[Material shown]
PR #1541, opened 2025-09-09
chore: move /cluster routes to /omni/clusters

### LINKED ISSUE #1524: Normalise /cluster and /omni/cluster
We have both `/omni` and `/cluster` as root level routes, but it feels weird to have it this way. Clusters are a part of omni too.

That said `/omni` is also possibly redundant if you had e.g. `myomni.com/omni`. Maybe better would be a `/admin` or other such route, to indicate that this is the authenticated tree of the website, and everything authenticated goes under there. Non-authenticated routes can be on the `/` e.g. `/forbidden` or `/login`.

Slessi:
Move `/cluster` routes to `/omni/clusters`

Fixes #1524 

Open discussion: https://talossystems.slack.com/archives/C05348FENHG/p1757419832762469


frontend/src/router/index.ts
```diff
@@ -94,23 +94,27 @@ const routes: RouteRecordRaw[] = [
...
-        },
-      },
-    ],
+    path: '/authenticate',
+    name: 'Authenticate',
+    component: Authenticate,
+    beforeEnter: async (to) => {
+      return authType.value === AuthType.Auth0 ? await authGuard(to) : true
+    },
   },
```
Slessi, line 103: this `/omni/authenticate` route (now `/authenticate`) isn't a problem to change right? just to confirm

frontend/src/router/index.ts
```diff
@@ -94,23 +94,27 @@ const routes: RouteRecordRaw[] = [
...
 
+  // Redirects for legacy routes
+  { path: '/omni', redirect: '/' },
+  { path: '/omni/:catchAll(.*)', redirect: (to) => `/${to.params.catchAll}` },
+  { path: '/cluster', redirect: '/clusters' },
+  { path: '/cluster/:catchAll(.*)', redirect: (to) => `/clusters/${to.params.catchAll}` },
```
Slessi, line 109: just incase, so old routes will continue working for now

frontend/src/router/index.ts
smira: I guess we might have it in Auth0 settings?

Slessi: Nah the auth0 flow is all external and will just redirect back to the root page (`whatever.com/`)

This is just the page with the login button on our side that you use to regenerate some public key on the omni web side, not totally sure how it all works yet, but TL;DR not auth0 related

smira: ah... then it might be (?) the one we call from the `omnictl` for authentication... so it should be somewhere in the source code (we try to open it in a browser)

Slessi: mmm found some `/internal/backend` stuff (changed now) but couldn't see anything else

Unix4ever: SAML and OIDC have redirects to `/omni/authenticate`

Slessi: @Unix4ever Is that in omni code somewhere, or in the config of a remote provider? I assume thats the `/internal/backend` stuff I changed.

Regardless it will still work right now because my "legacy redirects" section makes it so `/omni/authenticate` will send you to `/authenticate`. Mainly I just don't want to rely on the redirects as part of the core app logic, but have them only as a fallback for a period of time (e.g. 1 year)

Unix4ever: I think changing `internal/backend` is enough 👍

[Exercise details]
Return every line above exactly.

[Task result]
PR #1541, opened 2025-09-09
chore: move /cluster routes to /omni/clusters

### LINKED ISSUE #1524: Normalise /cluster and /omni/cluster
We have both `/omni` and `/cluster` as root level routes, but it feels weird to have it this way. Clusters are a part of omni too.

That said `/omni` is also possibly redundant if you had e.g. `myomni.com/omni`. Maybe better would be a `/admin` or other such route, to indicate that this is the authenticated tree of the website, and everything authenticated goes under there. Non-authenticated routes can be on the `/` e.g. `/forbidden` or `/login`.

Slessi:
Move `/cluster` routes to `/omni/clusters`

Fixes #1524 

Open discussion: https://talossystems.slack.com/archives/C05348FENHG/p1757419832762469


frontend/src/router/index.ts
```diff
@@ -94,23 +94,27 @@ const routes: RouteRecordRaw[] = [
...
-        },
-      },
-    ],
+    path: '/authenticate',
+    name: 'Authenticate',
+    component: Authenticate,
+    beforeEnter: async (to) => {
+      return authType.value === AuthType.Auth0 ? await authGuard(to) : true
+    },
   },
```
Slessi, line 103: this `/omni/authenticate` route (now `/authenticate`) isn't a problem to change right? just to confirm

frontend/src/router/index.ts
```diff
@@ -94,23 +94,27 @@ const routes: RouteRecordRaw[] = [
...
 
+  // Redirects for legacy routes
+  { path: '/omni', redirect: '/' },
+  { path: '/omni/:catchAll(.*)', redirect: (to) => `/${to.params.catchAll}` },
+  { path: '/cluster', redirect: '/clusters' },
+  { path: '/cluster/:catchAll(.*)', redirect: (to) => `/clusters/${to.params.catchAll}` },
```
Slessi, line 109: just incase, so old routes will continue working for now

frontend/src/router/index.ts
smira: I guess we might have it in Auth0 settings?

Slessi: Nah the auth0 flow is all external and will just redirect back to the root page (`whatever.com/`)

This is just the page with the login button on our side that you use to regenerate some public key on the omni web side, not totally sure how it all works yet, but TL;DR not auth0 related

smira: ah... then it might be (?) the one we call from the `omnictl` for authentication... so it should be somewhere in the source code (we try to open it in a browser)

Slessi: mmm found some `/internal/backend` stuff (changed now) but couldn't see anything else

Unix4ever: SAML and OIDC have redirects to `/omni/authenticate`

Slessi: @Unix4ever Is that in omni code somewhere, or in the config of a remote provider? I assume thats the `/internal/backend` stuff I changed.

Regardless it will still work right now because my "legacy redirects" section makes it so `/omni/authenticate` will send you to `/authenticate`. Mainly I just don't want to rely on the redirects as part of the core app logic, but have them only as a fallback for a period of time (e.g. 1 year)

Unix4ever: I think changing `internal/backend` is enough 👍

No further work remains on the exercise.